> **Try it**
Which lines in the records below contain the word "priorities"? Return each of them.

> **Supplied data**
Issue #213, opened 2023-01-16
fix mixserver memory queue


david415:
The priority queue used by our core/queue implementation of a priority queue does not properly handle insertions of duplicate priorities. the old one gets overwritten. This is causing subtle bugs and probably packet loss.

This code snippet shows that we don't do anything to prevent duplicate priorities since they are chosen with entropy:
https://github.com/katzenpost/katzenpost/blob/main/server/internal/scheduler/queue_mem.go#L57-L78

mixmasala:
merged in #216

Issue #212, opened 2023-01-15
replace core/queue ASAP!!!


david415:
NOTE: we use core/queue, our priority queue implementation based on golang's heap package. core/queue is used by every component of katzenpost.

our priority queue does not properly handle duplicate priorities. this can lead to subtle bugs.

possible solutions:

1. write a well tested priority queue from scratch
2. find an existing priority queue in golang, that has the properties we want

Whatever we replace it with, it must be a datastructure that has:

1. O(log n) insertion of entry by priority
2. O(1) pop/deletion of latest priority
3. O(log n) deletion by specified priority
4. it must handle duplicate priorities properly and not loose any data!

mixmasala:
I think we agree that we do not need the ability to remove by priority - I wrote this thinking I needed a mechanism to remove messages from a PriorityQueue that held Messages until they were ACK'd, where the soonest-to-timeout Message is at the front of the PriorityQueue

However, it is much simpler/cheaper to just let the timer fire for each message, and check whether it was ACK'd from a different datastructure. Amusingly, I already did that, so the fix was to just remove calls to RemovePriority.

mixmasala:
Fix merged in #216

PR #214, opened 2023-01-16
Fix priority queue

david415:
This is a fix to the mixserver. This fixes:
https://github.com/katzenpost/katzenpost/issues/213

Also fixes:
https://github.com/katzenpost/katzenpost/issues/212

except that it doesn't allow for O(log n) deletion by priority... which currently is only needed by our buggy "client" package.

### DIFF
--- a/client/corequeue/priority_queue.go
+++ b/client/corequeue/priority_queue.go
@@ -1,0 +1,157 @@
+// priority_queue.go - Min-Heap based priority queue.
+// Copyright (C) 2017, 2018  David Anthony Stainton, Yawning Angel
+//
+// This was inspired by the priority queue example in the godocs:
+// https://golang.org/pkg/container/heap/
+//
+// This program is free software: you can redistribute it and/or modify
+// it under the terms of the GNU Affero General Public License as
+// published by the Free Software Foundation, either version 3 of the
+// License, or (at your option) any later version.
+//
+// This program is distributed in the hope that it will be useful,
+// but WITHOUT ANY WARRANTY; without even the implied warranty of
+// MERCHANTABILITY or FITNESS FOR A PARTICULAR PURPOSE.  See the
+// GNU Affero General Public License for more details.
+//
+// You should have received a copy of the GNU Affero General Public License
+// along with this program.  If not, see <http://www.gnu.org/licenses/>.
+
+// Package queue implements a priority queue.
+package queue
+
+import (
+	"container/heap"
+	"math/rand"
+)
+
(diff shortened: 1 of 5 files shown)


david415:
> I do not agree that this is the right fix; rather that we should either update PriorityQueue to support adding entries with the same Priority or define the behavior of PriorityQueue to not support multiple items with the same Priority, and to return an error in that case. I think that the frequency this occurs is likely much lower than base packetloss rate and a nonissue. @Yawning might have an opinion we can consider as I suspect they considered this edge case when they wrote the PriorityQueue impl

I wrote the priority queue... not yawning.

mixmasala:
> I do not agree that this is the right fix; rather that we should either update PriorityQueue to support adding entries with the same Priority or define the behavior of PriorityQueue to not support multiple items with the same Priority, and to return an error in that case. I think that the frequency this occurs is likely much lower than base packetloss rate and a nonissue. @Yawning might have an opinion we can consider as I suspect they considered this edge case when they wrote the PriorityQueue impl

per conversation with dawuud I'm more convinced that he is right and we should get rid of the extra complexity I added:

```
(because the mixserver should never remove a packet from the queue by a specific priority)
there is another way to fix the client as well
which is to just keep track of ACK'd messages
in a seperate datastructure, so that you dont need to remove them from the PriorityQueue
the thing I built that client uses is a single timer that is updated with the PriorityQueue, but if the timer fires and the thing is already ACK'd it's kinda OK to just check that it was ACK'd and not restransmit
and probably simplify that stuff as well
```

mixmasala:
```
katzenpost# grep RemovePriority -r .
./client/timer_queue.go:			mo := a.priq.RemovePriority(priority)
./core/queue/priority_queue_test.go:		e := q.RemovePriority(v.Priority)
./core/queue/priority_queue_test.go:		e := q.RemovePriority(v.Priority)
./core/queue/priority_queue_test.go:	e := q.RemovePriority(1234)
./core/queue/priority_queue.go:// RemovePriority removes and returns element from the heap with given priority or nil
./core/queue/priority_queue.go:func (q *PriorityQueue) RemovePriority(priority uint64) interface{} {
```
It looks like there is only the client retransmission timer that makes use of RemovePriority, so the goal I think should be to revert the PriorityQueue and make TimerQueue keep track of acknowledgements - it does mean the timer fires for every message regardless if it was ACK'd or not but this should be a performance win overall .

mixmasala:
@dawuud do you mind folding in changes I made in  #216 ?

> **Your solution**
The priority queue used by our core/queue implementation of a priority queue does not properly handle insertions of duplicate priorities. the old one gets overwritten. This is causing subtle bugs and probably packet loss.
This code snippet shows that we don't do anything to prevent duplicate priorities since they are chosen with entropy:
our priority queue does not properly handle duplicate priorities. this can lead to subtle bugs.
4. it must handle duplicate priorities properly and not loose any data!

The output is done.